队员们谁也没有说话。前两天进沟突击,个个九死一生。当时只想到救人,危险全然抛在脑后,现在想起来真是后怕。地震已经发生四昼夜多了,失踪者十有八九已经遇难。找到活人容易,即使出点问题也值得,寻找被掩埋的失踪者,难度可想而知,万一出事,那就太遗憾了。
突击队到达双龙吐水时,发现一大片山体垮塌下来,把几具遇难者遗体完全覆盖住了。走到钻天峰,闻到一股遗体散发出来的异味,大家四下寻找,朱京东发现两块叠压着的巨石根部有点异样,他钻到下面轻轻一刨,一只手露了出来,转到大石后面一看,发现是一位三十岁左右的女性。

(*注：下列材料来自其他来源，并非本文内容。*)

PR #234, opened 2025-06-02
fix(indexer): fix balance decoding

Thoralf-M:
Tested in a localnet
image

### DIFF
--- a/indexer/src/worker.rs
+++ b/indexer/src/worker.rs
@@ -13,6 +13,7 @@ use iota_names::config::IotaNamesConfig;
 use iota_types::{
     Identifier, TypeTag,
     balance::Balance,
+    dynamic_field::Field,
     effects::{TransactionEffects, TransactionEffectsAPI},
     execution_status::ExecutionStatus,
     full_checkpoint_content::CheckpointData,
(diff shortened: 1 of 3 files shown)


indexer/src/worker.rs
```diff
@@ -142,7 +143,16 @@ impl Worker for IotaNamesWorker {
 
         for object in checkpoint.latest_live_output_objects() {
             if object.id() == balance_object_id {
-                let balance: Balance = object.to_rust().expect("invalid balance object");
+                let balance = bcs::from_bytes::<Field<MoveTypeLayout, Balance>>(
```
thibault-martinez, line 146: nice

Alex6323 (approved):

indexer/src/worker.rs
thibault-martinez: I thought it would end up more complex than that

thibault-martinez (approved):

indexer/src/worker.rs
Thoralf-M: Once you know that you need it like this, yes :joy:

这就是指挥部领导再三嘱咐要找到的那个女人,那三名失踪者之一,她和另外两名失踪者都是省农行的职工。队员们在周围仔细寻找,最终也没发现其余两人踪迹。
突击队下山向指挥部汇报了情况。死者家属请求,无论如何也要把遗体运下山去。指挥部派了爆破专家和防疫人员上山,作了防疫处理,但无法爆破巨石。
几天后,朱京东再次带突击队进九龙沟。
据说,那位遇难女性的丈夫,自己花钱请了爆破专家,牵着狗上山,但到底也没能把妻子的遗体刨出来,只有请突击队来。于是放出话:谁要能把遗体运下山来,奖励三十万元。
于是朱京东自己花钱,从名山县请了四位石匠,用铁锤、钢凿一点一点地打石头,想把遗体弄出来。朱京东在旁边指挥,戴三层口罩,仍然掩不住异味。

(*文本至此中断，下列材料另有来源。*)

PR #257, opened 2025-06-04
feat(dapp): add protected `/my-names` route

### LINKED ISSUE #246: Add protected `/my-names` route
- Add route, no need to make any fetching logic yet
- Add protected `/my-names` route which should be visible only if the wallet is connected, otherwise redirect to homepage
- Display item in the navbar if route is allowed
- Probably best is implementing a connection guard or similar for protected routes

evavirseda:
fixes https://github.com/iotaledger/iota-names/issues/246

### DIFF
--- a/dapp/src/app/(protected)/layout.tsx
+++ b/dapp/src/app/(protected)/layout.tsx
@@ -7,20 +7,7 @@ import { useCurrentAccount } from '@iota/dapp-kit';
 import { redirect } from 'next/navigation';
 import { useEffect, type PropsWithChildren } from 'react';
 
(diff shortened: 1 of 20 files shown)


begonaalvarezd (changes requested):
I see when im connected it always forces me to go to `my-names`. The user should not be forced to go there, the homepage is where the user searches for a name, and then `my-names` is where the user will manage its names, is a route the user can decide to go or not.

msarcev (approved):

begonaalvarezd (approved):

突击队员和石匠们在山上搞了几个小时,实在无法把巨大的石头劈开,只好把遗体拍了照,取了样本,然后作了掩埋。后来样本拿去做了鉴定,确定了死者身份……
五月十八日,朱京东又奉命带七名突击队员、四名警察、四名记者上鸡冠山,搜寻、转移尚未下山的当地群众。山上的竹根村、琉璃村有十七八个老弱病残,无论如何都不愿下山。朱京东只好把他们集中起来,把突击队员们带的干粮全部留下,并指定一个五十多岁、模样干练的妇女负责。朱京东对大家说:“从现在起,你们就是一个大家庭,这位大姐就是家长。东西吃完了,你们把那些锁着的门撬开,拿出米面油盐,做好登记,一定要保证每个人不饿肚子。这么大的灾害,国家和政府一定会救你们的……”

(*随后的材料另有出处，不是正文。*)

PR #261, opened 2025-06-04
feat(dapp): Support setting a target address and reverse lookup

### LINKED ISSUE #251: Add action to make name default (reverse lookup)
Depends on https://github.com/iotaledger/iota/pull/7211
Depends on https://github.com/iotaledger/iota-names/issues/247 & https://github.com/iotaledger/iota-names/issues/248, though it can be worked on the logic to set reverse lookups and allowance criteria (plus edge cases)

- Making a name as default means that, given an address, you are configuring a unique domain for such address. This is called Reverse Lookup
- To all names and subnames, we should render a button to "make name default" if possible (use `set_reverse_lookup` providing the connected address)
- Making the name default is possible if
    - its not expired
    - its not yet the default one
- You can know if its already the default one by using the reverse lookup query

一场灾难,造成千万人巨大的伤痛,也使人的精神得到净化和升华。朱京东,这个川西平原上普普通通的农民,对生活,对人生,对生命,有了更加深刻的感悟。地震后,他经常与进入九龙沟的生死弟兄在一起聚会,退伍士官石康明成了朱京东的坚定追随者——他进入朱氏家族企业上班,朱京东每月给他一千多元工资。“我就认定了这个大哥,我要一辈子跟他干!”石康明说。
现在,朱京东正在策划一个大工程:沿羊马河两岸修建一个大型生态农业观光旅游基地,成立一个农业公司,动员附近分散居住的农民乡亲腾出宅基地,整理成耕地,加上自家原有的包产地,以土地入股,成为农业公司职工。公司集中上万亩土地种植粮食、蔬菜、水果,一律以有机肥种养,不施化肥和农药,以打造一个绿色环保的品牌,向城市销售。各家各户同时还可举办家庭旅游业,接待城里来观光的游客。
“那个时候,羊马镇农民会有三份收入:每月从公司领工资,年终土地分红,家庭旅游业创收入。”朱京东说。
朱京东的大型农庄规划效果图,气势恢弘,漂亮新颖,极具吸引力。他说崇州市有关领导支持他的想法,前不久他还到北京征求了有关部门和专家的意见。
看着眼前这个貌不惊人的农民和他的新农村建设规划图,我不禁想起一位伟人的论断:历史上任何一次大的灾难,无一不是以巨大的发展进步为结果的。我是农民的儿子,在农村长大,对农民有深切的了解。但眼前这个农民,与我记忆中的父老乡亲已经不可同日而语。朱京东的规划设想,无疑是美好的,但要真正实施起来,会有数不尽的困难和问题。经历了大地震生死考验的突击队长,接受采访时,说过一段充满诗意的话:“地震,使人激发出一种精神,对这种精神,要浇水、施肥,让它长成参天大树,这样才能支撑我们这个民族朝前走。”
朱京东会走出一条什么样的人生路,这片经历过巨大灾难洗礼的土地,会呈现什么样的景色,我们拭目以待。